Si bien se mira, los problemas que plantea el dibujo liberal del sujeto tienen que ver con un insuficiente reconocimiento de su naturaleza social. Esto es algo que puso en su momento de manifiesto la crítica feminista, en un empeño profundizado después por el comunitarismo. Ambas corrientes de pensamiento discuten la premisa epistemológica liberal según la cual el individuo es anterior a la sociedad, para sostener exactamente lo contrario: que estamos determinados socialmente. Las fuentes del yo, por usar el título de la gran obra de Charles Taylor, están en su comunidad y en sus correspondientes procesos de socialización, a través de los cuales nos formamos como individuos: la suma de influencias que nos constituyen. De ahí que nuestro ser no pueda entenderse sin prestar atención a las emociones que nos vinculan a esa comunidad y a sus valores. Somos animales sociales, no átomos racionales.

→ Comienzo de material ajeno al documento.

PR #583, opened 2023-02-11
Configure jvmToolchain for Android and Kotlin projects

SimonMarquis:
There was only a single Kotlin JVM project, so I did not create a dedicated convention plugin for that.
But this can be done if needed.

References #571


core/model/build.gradle.kts
```diff
@@ -19,6 +19,10 @@ plugins {
     id("kotlin")
 }
 
+kotlin {
+    jvmToolchain(11)
```
lihenggui, line 23: Why was this line of code added in the `core/model` module?

SimonMarquis: Because by default this kotlin module uses version 1.8 as you saw in the logs.

mmoczkowski:
Hey @borisf, would you mind checking this out?

build-logic/convention/src/main/kotlin/com/google/samples/apps/nowinandroid/KotlinAndroid.kt
```diff
@@ -74,3 +76,12 @@ internal fun Project.configureKotlinAndroid(
 fun CommonExtension<*, *, *, *>.kotlinOptions(block: KotlinJvmOptions.() -> Unit) {
     (this as ExtensionAware).extensions.configure("kotlinOptions", block)
 }
+
+/**
+ * Configure Kotlin's jvm toolchain for Android projects
+ */
+internal fun Project.configureKotlinAndroidToolchain() {
+    extensions.configure<KotlinAndroidProjectExtension> {
+        jvmToolchain(11)
```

Tendríamos aquí entonces una explicación paralela, incluso previa, para la sentimentalización de la democracia representativa y el conjunto de fenómenos asociados a ella. En ese sentido, la respuesta a la crisis estaría modelada por las emociones y los sesgos cognitivos, muchos de los cuales explicarían también, de hecho, algunas de sus causas: el endeudamiento irracional, la obsesión cultural por la propiedad en detrimento del alquiler, la minusvaloración colectiva de la burbuja financiera. De manera condigna, los remedios preferidos ante la crisis reproducen estas desviaciones. Se prefieren las narrativas calientes, las simplificaciones explicativas, la causalidad antes que la correlación.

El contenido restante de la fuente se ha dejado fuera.